Buch: Wellness von Nathan Hill

»Jedes Paar hat eine Geschichte, die es sich selbst erzählt«. Jedenfalls so lange, wie beide an sie glauben. In Nathan Hills »Wellness« gerät die Ehe von Elizabeth und Jack unter den Druck der Midlife-Crisis. Die Partner werden zerrieben zwischen ihren eigenen Ansprüchen, Fremdinteressen und Selbstoptimierungswahn. Isa Tschierschke findet, der Roman ist ein Meisterwerk im Stil der großen US-Gesellschaftsportraits von Philip Roth, T. C. Boyle und Tom Wolfe.


»Kommst du?«


Elizabeth und Jack wohnen einander direkt gegenüber. Die Gasse in Chicago, die ihre beiden Wohnungen trennt, ist so schmal, dass tagsüber das Sonnenlicht nicht den Boden erreicht. Eine Distanz, die man »mit einem beherzten Sprung« überwinden könnte. Aber monatelang beobachten die beiden Erstsemester vom Land einander nur. Wenn Jack, Kunststudent von einer Farm in Kansas, denkt, dass Elizabeth ausgegangen ist, sitzt sie in der dunklen Wohnung und betrachtet ihn beim Arbeiten. Sie sieht sein immer gleiches Armer-Künstler-Outfit und seine Tattoos und kommt zu dem Schluss: »Ich könnte damit leben.«

Wenn Elizabeth, etwas ziellos in vielen Fachrichtungen studierende Tochter aus reichem Haus, sich unbeobachtet fühlt, ist sie das nicht, denn hinter Jacks Fenster sitzt er im Dunkeln und verfolgt, wie sie sich einrichtet und offensichtlich Wert auf Stil legt. »Sie ist eine Frau, die Teppiche kauft.«. So weit, so süß.

Chicago
»Die Gasse ist dunkel und still und wetterlos. Sie ist scheinbar ohne jede Atmosphäre, eine in die Stadt gestickte Leerstelle mit dem einzigen Zweck, Dinge von anderen Dingen zu trennen – wie der Weltraum«

Dass Jack rund um die Uhr fokussiert arbeitet und sie ignoriert, wenn sie sich auf der Straße begegnen, führt Elizabeth zu der Annahme, dass er ein unabhängiger Freigeist sei, der sie nicht brauche. Eine Fehleinschätzung. Gleichzeitig entwickelt Jack seine eigene Fehleinschätzung von Elizabeth, die er Jahrzehnte später so formuliert: »Was mich zuerst zu Elizabeth hinzog, war wohl ihre Energie. […] Ihre ganze Ausstrahlung. […] Sie war einfach so ein kluger, interessanter, unbeschwerter, entspannter Mensch, für jeden Spaß zu haben, abenteuerlustig.«

Als er nach Monaten doch einmal spontan die Führung übernimmt und das Wort an sie richtet (»Kommst du?«), werden diese ersten Eindrücke im Rausch der zu entdeckenden Seelenverwandtschaft nicht mehr genauer angesehen. Bis das Paar 20 Jahre später von ihnen eingeholt wird. An dem Punkt, den man früher als Midlife-Crisis bezeichnete.

Zuviel verlangt

Jack und Elizabeth sind »im Tal der U-förmigen Kurve«. In den Vierzigern, wenn die Anforderungen des Alltagslebens an einem zerren und die Fülle an Aufgaben und Verantwortlichkeiten überwältigend scheint. Bei der U-Variante der Lebenskurve gehen Wissenschaftler davon aus, dass der westliche Mensch sich mit 20 noch stark und inspiriert fühlt und erst mit 60 ein erneutes Hoch winkt.

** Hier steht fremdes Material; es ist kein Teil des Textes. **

PR #731, opened 2020-12-08
feat: Slider component

hamed-musallam:


src/component/elements/Slider.jsx
```diff
@@ -0,0 +1,151 @@
...
+      }
+    `}
+  >
+    <FaAngleLeft
+      style={{ transform: `scaleX(${direction === 'right' ? '-1' : '1'})` }}
+    />
+  </div>
+);
+
+const transition = 0.45;
```
lpatiny, line 50: In the final result we don't see any animation which is ok. 
You should remove everything related to animations and transitions.
No need to use absolute positioning and CSS transforms.

src/component/elements/Slider.jsx
```diff
@@ -0,0 +1,151 @@
...
+        height: 100%;
+        width: 100%;
+        margin: 0 auto;
+        overflow: hidden;
+      `}
+      ref={ref}
+      key={width}
+    >
+      <div
+        className="sliderContent"
```
lpatiny, line 128: This class should be removed

lpatiny:
Please rename this component to 'NextPrev'. It was not obvious to understand what Slider was doing.

hamed-musallam:
> Please rename this component to 'NextPrev'. It was not obvious to understand what Slider was doing.
The slider is a common name used for this component

src/component/elements/Slider.jsx
hamed-musallam: I removed it but I add it because maybe in the future I need to apply styles using emotion js.

src/component/elements/Slider.jsx
hamed-musallam: the animation gives some beauty to the component, this is why I use it but the final decision, in the end, is up to you, if you need me to remove all the animation then I will remove it

lpatiny (commented):
Please rename the component to PrevNext
Arrows should disappear if first / last

PR #1007, opened 2021-04-30
feat(nmredata): refactor of importation/exportation

jobo322:
use the nmredata to import and export.


src/component/loader/DropZone.jsx
```diff
@@ -222,11 +218,24 @@ function DropZone(props) {
               },
             );
             break;
+          case FILES_TYPES.NMREDATA:
+            loadFiles(selectedFilesByExtensions, { asBuffer: true }).then(
+              async (files) => {
+                for (const zipFile of files) {
+                  const unzipResult = await Zip.loadAsync(zipFile.binary);
```
lpatiny, line 225: I would rather unzip the data in nmredataToNmrium function. The event is LOAD_NMREDATA_FILE so it is more logical to send directly the file which is in the case of a NMReData a ZIP.

lpatiny (commented):
Please add in util a folder named `nmredata` to put all the related files

lpatiny:
There is a conflict with your branch. Please merge the master in this branch and install Volta to be sure you are using the right version of `npm` (as I described in the Telegram chat)

PR #1092, opened 2021-05-17
fix: always use the zones for polynomial baseline correction.

### LINKED ISSUE #1073: Polynomial baseline correction seems weird
Trying to select zones (shift + draw) for manual baseline correction

image

I obtain the following baseline correction

image

That seems weird. @jobo322 any idea where could be the problem.

jobo322:
close #1073


lpatiny (commented):
Did you check what happens when there is no zones selected (I guess it is ok) ?

How do you send the options for the polynomial degree ?  Seems there should be `options.regressionOptions`

jobo322:
> Did you check what happens when there is no zones selected (I guess it is ok) ?
> 
> How do you send the options for the polynomial degree ? Seems there should be `options.regressionOptions`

Als alle ihre Freunde anfangen, Kinder zu bekommen und in schickere Stadtteile zu ziehen, wird Sohn Toby geboren und verändert die Beziehung massiv. Zu dem Karrieredruck kommt nun die Sorge um Tobys Gedeihen und Erziehung und der gesellschaftliche Wettbewerb in Sachen Lifestyle, der zunehmend auf Social Media stattfindet.

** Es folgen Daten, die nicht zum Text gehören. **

PR #1099, opened 2021-05-19
feat: improve default values for auto phase. close #1093

### LINKED ISSUE #1093: Automatic phase correction not working well
For this spectrum the automatic phase correction is not working well. I wonder what could be done to improve this.

[DP-1-1-SM.dx.zip](https://github.com/cheminfo/nmrium/files/6498708/DP-1-1-SM.dx.zip)

jobo322:


src/data/data1d/filter1d/autoPhaseCorrection.js
```diff
@@ -12,17 +12,17 @@ export const name = 'Automatic phase correction';
  */
 
 const defaultOptions = {
-  magnitudeMode: false,
-  minRegSize: 30,
-  maxDistanceToJoin: 256,
+  minRegSize: 10,
```
lpatiny, line 15: Could you change the variable name ? Is this minResionSize ?

src/data/data1d/filter1d/autoPhaseCorrection.js
```diff
@@ -12,17 +12,17 @@ export const name = 'Automatic phase correction';
...
+  maxDistanceToJoin: 128,
```
lpatiny, line 16: Should this option not be dependant from the number of points in the spectrum ? We have spectra with 1k points and some with 256k points.

src/data/data1d/filter1d/autoPhaseCorrection.js
```diff
@@ -12,17 +12,17 @@ export const name = 'Automatic phase correction';
...
+  magnitudeMode: true,
+  factorNoise: 5,
 };
 
 export function apply(datum1D, options = {}) {
   if (!isApplicable(datum1D)) {
     throw new Error('phaseCorrection not applicable on this data');
   }
   options = Object.assign({}, defaultOptions, options);
```
lpatiny, line 25: Please use the new syntax
`options = {...defaultOptions, ...options}`

lpatiny (changes requested):

src/data/data1d/filter1d/autoPhaseCorrection.js
jobo322: It should be tested because I believe it does not relate with the resolution of the spectrum, it is closer to how much noise has the spectrum, but I put a bigger cutoff for noise, I think we could test with those parameters to check if it works for most cases.

src/data/data1d/filter1d/autoPhaseCorrection.js
jobo322: I could

jobo322: So, we will need to wait for the new release of ml-spectra-processing

src/data/data1d/filter1d/autoPhaseCorrection.js
targos: you can also directly pass the spread to the function call: `reimAutoPhaseCorrection(datum1D.data, {...defaultOptions, ...options})`

PR #1106, opened 2021-05-21
Phase correction

lpatiny:
I tried to simplify manual phase correction in order to remove global variable and useRef.

@targos is this the correct way to use useRef ?

Also please could you help me so that we can still continue to make the phase correction even if we leave the button ?


lpatiny (commented):
This code still has a major problem : If you move the mouse continuously the spectrum will never be redrawn because the events only recalculate the phase that is relatively CPU intensive and the process to redraw apparently never has the hand to do his job.

Throttling is not really a solution because it would depend on the computer processing power.

@targos how to solve this in an elegant way ?

We should I think ignore the mouseMoveCallback if it was not yet redrawn. Kind of `if (notRedrawn) return`

src/component/elements/InputRange.jsx
```diff
@@ -24,135 +24,45 @@ const styles = {
...
-        step: stateValues.step === 'start' ? 'initial' : 'end',
-      };
-    }
-  };
+  function mouseUpCallback() {
+    window.removeEventListener('mousemove', mouseMoveCallback);
+    window.removeEventListener('mouseup', mouseUpCallback);
+  }
+
+  function mouseDownCallback() {
```
lpatiny, line 53: Should this be wrapped in a useEffect in order to be able to remove the event in all the cases ?

targos:
> This code still has a major problem : If you move the mouse continuously the spectrum will never be redrawn because the events only recalculate the phase that is relatively CPU intensive and the process to redraw apparently never has the hand to do his job.

I don't see any slowdown with this change and it seems to be very fast.

src/component/elements/InputRange.jsx
targos: do you think it's possible to not have the mouseup event?

targos:
There is a problem with the value in the PH0 and PH1 fields. It's only an integer now:
image

lpatiny:
> There is a problem with the value in the PH0 and PH1 fields. It's only an integer now:
> image

The integer is not really a problem. I changed the logic and if you want to have a finer control you can press shift to have fine tuning. But is seems that the degree level is enough most of the time.

lpatiny:
> > This code still has a major problem : If you move the mouse continuously the spectrum will never be redrawn because the events only recalculate the phase that is relatively CPU intensive and the process to redraw apparently never has the hand to do his job.
> 
> I don't see any slowdown with this change and it seems to be very fast.

It gives strange result on my computer at least because if you continuously move the mouse the spectrum never change. This is why in the old code there was a 50ms debouncing (or throttling, or just delay between 2 changes ?)

targos (dismissed):
need to discuss this so I understand the expected behavior

lpatiny:
At the functionality point of view it looks really good. @targos any obvious problem in the code ?

PR #4232, opened 2026-06-29
feat: support custom tick and axis label styles based on user preferences

### LINKED ISSUE #4225: need to customize the axis label
Currently it is possible to customize the axis ticks

Image

However there is no way to define the axis label. We could either duplicate the current settings for the axis label or use the axis ticks as the format for axis label.

Image

hamed-musallam:


lpatiny:
Nice improvements, thanks !

I was still a little bit confused by the fact that the color of the axis is in fact the color of the Primary ticks and I didn't guess.

I would suggest to have one more section with Axis and the corresponding

image

Just over the section with the Primary ticks

image

lpatiny (approved):
Functionality works perfectly, thanks !

tpoisseau:
- @zakodium/nmrium-core-plugins@0.7.53
 - @zakodium/nmrium-core@0.7.40

PR #4241, opened 2026-06-30
feat: remove peak limit for optimization and adjust autoPeakPicking parameters

jobo322:


lpatiny:
[14.zip](https://github.com/user-attachments/files/29607003/14.zip)

Peak picking on this spectrum does not work at all.

image

Take care also that if we select the 50 more intense peak it should be the more intense in absolute value if both top / bottom are selected.

lpatiny:
I think the issue is that there is still a differentiation between positive max and negative max. The max should be the maxAbsValue.

PR #4242, opened 2026-07-01
feat: manually add signal in a range from 2D

### LINKED ISSUE #4206: Manually add signal in a range from 2D
Add signal from 2D. 

In 2D we often can distinguish between chemical shifts of overlapping peaks. If the range has been created in the 1D we should be able to add signals from the trace in 2D by using maybe a simple click. This will therefore add a new grey line that can be assigned.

Jack und Elizabeth lassen sich von einem befreundeten Makler überreden, ihre gesamten Rücklagen in ein Gentrifizierungsprojekt mit dem sprechenden Namen »The Shipworks« zu stecken. Ein Traumwohnungsprojekt, das sich wenig später als sinkendes Schiff herausstellt.

Placebo


Schon als Studentin arbeitet Elizabeth an einem verhaltenspsychologischen Institut, das die Wirkweise von Placebos erforscht. 
Als Werbeindustrie und Wirtschaftsunternehmen Interesse an den Forschungsergebnissen anmelden, wird aus dem kleinen Uni-Institut die Firma »Wellness« und Elizabeth die Geschäftsführerin. So hat sie trotz der Mutterschaft den größeren Anteil am gesellschaftlichen Aufstieg der kleinen Familie. Jack hingegen arbeitet als Lehrbeauftragter mit Zeitverträgen an der Uni und hat einen unterirdischen »Impact Score« im Internet.

Chicago
Der Yuppie-Traum der Neunziger: in Downtown das Geld verdienen für ein Loft am Lake Michigan.

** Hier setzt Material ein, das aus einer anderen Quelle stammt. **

PR #4254, opened 2026-07-08
feat: apply processings from panel change

tpoisseau:
fix: spectrum init when it imply `processings`

* now it check if originalInfo / originalData exists. Only set them if not exists
* disable filters apply if `processings`


src/component/panels/hooks/use_processings_mutation.ts
```diff
@@ -0,0 +1,142 @@
...
+      spectrum.processings = spectrum.processings.map((p) => ({ ...p }));
+    }
+
+    return { spectrum, indexSpectrum };
+  }
+
+  async function submit(spectrum: Spectrum, index: number) {
+    setIsLoading(true);
+    const processedSpectrum = await core
+      .processSpectrum(spectrum)
```
targos, line 58: This is going to change the deep properties of `spectrum`, which are part of the current state, so this is a state mutation, something that we should avoid.
I'm even a bit surprised that it works. I thought `immer` was deep freezing the objects to avoid making mutations by mistake.

targos:
I find a lot of issues by playing with the interface but I'm not sure I should report them here.

src/component/panels/hooks/use_processings_mutation.ts
tpoisseau: We are not in an immer context. I Added this API hook because processings is async immer produce does not support async.

targos: I'm not suggesting that we are in immer context. Immer freezes the output of the producer: https://immerjs.github.io/immer/freezing/

You don't answer to the main concern (my first sentence).

tpoisseau: Oh, I ignore the auto-freezing feature of the result.
That could explain why I had to map processings to create new objects so `error` props could be reseted by core `processSpectrum` method.

tpoisseau: I'll dig through `createDraft` / `finalizeDraft` so. but immer warns it is an anti-pattern :/

targos:
onChange should not duplicate the processing:
CleanShot 2026-07-08 at 16 24 13

targos:
Reordering by drag and drop doesn't seem to work.

targos:
After "Delete all", I see a small horizontal line instead of the FID spectrum.

src/component/panels/hooks/use_processings_mutation.ts
targos: You don't have to use immer. The important part is to not mutate the object returned by `useReducer` (the state and its children objects)

tpoisseau: deep slice strategy seems work properly

targos (approved):

tpoisseau:
https://824-implement-processings-ap.nmrium.pages.dev/#/SamplesDashboard/o5c3l3e2gm7/ViewdatacoffeedatacoffeeCoffeejson

CleanShot 2026-07-09 at 11 55 45@2x

https://dev.nmrium.org/#/SamplesDashboard/f209fsf86vo/ViewdatacoffeedatacoffeeCoffeejson

CleanShot 2026-07-09 at 11 57 14@2x

Do you have an idea of what could cause this issue in my branch @targos ?

targos:
What's the issue?

tpoisseau:
Coffee name don't match, CI expect 1, 2, 3, ...

targos:
I don't know, but I guess it's related to the changes in `src/data/data1d/Spectrum1D/initiateDatum1D.ts`

tpoisseau:
`git checkout main -- src/data/data1d/Spectrum1D/initiateDatum1D.ts`

Solves this issue, but broke processings :/

tpoisseau:
coffee file is a very old nmrium file (unversioned), where display holds a name attribute.

> changes from version 3 to version 4:
> 6- move 'name' object from the 'display' object to  the'info' object

Due to nmrium component responsible of spectrum normalization and responsible to run filters. it was not an issue until now.
Core already do lot of normalization since nmr-load-save legacy package. And now the core is responsible to running the processing before the nmrium component receive it.

I'l try to understand how core, with read and migrations should be updated to have originalInfo name identical to info name in this context.

PR #4256, opened 2026-07-08
feat: change cursor based on the selected tool

### LINKED ISSUE #4251: Cursor change depending the tool
There is currently a big confusion about what will happen depending if we press SHIFT or not.

We checked how gimp was working and we find they have a good idea. Next to the pointer they have an icon showing the action that will be done.

It would be nice to have the same feature in NMRium and display always the crosshair as currently but in the bottom right corner the currently selected action.

Like that if we are in the range analysis and we press shift the icon will change from

Image

to

Image

hamed-musallam:


targos:
When I have the peak picking tool selected and press cmd key on mac, it changes to the zoom icon but it won't zoom (zoom only happens with shift key)

hamed-musallam:
> When I have the peak picking tool selected and press cmd key on mac, it changes to the zoom icon but it won't zoom (zoom only happens with shift key)

Thanks for your feedback! I have fixed the issue.

lpatiny (approved):
For me this is a huge improvement, thanks !

Maybe we will find some edge cases but the current functionality is really great !

PR #4265, opened 2026-07-13
feat: improve signal add/move visual feedback

### LINKED ISSUE #4258: In 2D change cross pointer 1D / 2D
On the top just vertical line
On the left just horizontal line
On the 2D both lines

### LINKED ISSUE #4259: Improve signal addition in 1D / 2D
To better distinguish between new signal and moving an existing one, new signals will have a green dot. Moving signals keep their green color.

If we are in the mode to add / move a signal the normal crosshair disappear and if we move an existing one we have the green dotted line, if it is adding a new signal it is also green dotted line and a green dot.

hamed-musallam:


lpatiny:
Looks good !

when adding a new signal could you also have the green dotted vertical line (like when moving an existing signal). Otherwise it looks perfect to me, thanks.

image

PR #4273, opened 2026-07-15
fix: improve 2D signal guide line behavior

### LINKED ISSUE #4267: Improve add signals for 2D improvements
In 2D could you prolongate the vertical green dotted line when moving or adding new signals ?

When moving the existing signal on the top spectrum the crosshair should disappear

Image

for the vertical spectrum we should also in both case (add / move) have only the green dotted line that goes through the full spectrum.

hamed-musallam:


lpatiny (approved):
Perfect, thanks !

PR #4275, opened 2026-07-16
fix: move signals into their new ranges when cutting a range

### LINKED ISSUE #4276: Cut range does not move signals to new ranges

hamed-musallam:
- https://github.com/cheminfo/nmrium/issues/4276


lpatiny:
I think you forgot the case in which there is no signal in the new range. It should add one in the middle seems to me. Currently we can generate a range without signal.

image

lpatiny (approved):
Works as expected, thanks.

Alle von Elizabeths Kundinnen bei »Wellness« sind von ihrer Middle-Class-Existenz überforderte Frauen im mittleren Alter. Die meisten sind enttäuscht von ihrer Ehe und, um sie zu retten, geneigt, der Wirkung von Pillen zu vertrauen, die keine Wirkstoffe enthalten, sondern nur durch die Narrative wirken, die Elizabeth in den Patientengesprächen mit ihnen verknüpft.

Angesichts des Leidensdrucks ihrer Klientel redet Elizabeth sich die zweifelhafte Mission von »Wellness« schön: »Man konnte, sagte sie sich, jemandem ein synthetisches Opioid verabreichen oder ein so überzeugendes Placebo, dass es das Hirn dazu brachte, seine eigenen natürlichen Opioide freizusetzen – und war das nicht für alle besser?«

I wish my wife did that


Da Placebos nur wirken, wenn man nicht weiß, dass es welche sind, kann Elizabeth zur Wiederbelebung ihrer Ehe nicht auf die eigene Forschung zurückgreifen. Als sie die Software-Ingenieurin Kate kennenlernt, berichtet ihr diese von ihrem Konzept der Polyamorie, das einer Ehe auf lange Sicht überlegen sei.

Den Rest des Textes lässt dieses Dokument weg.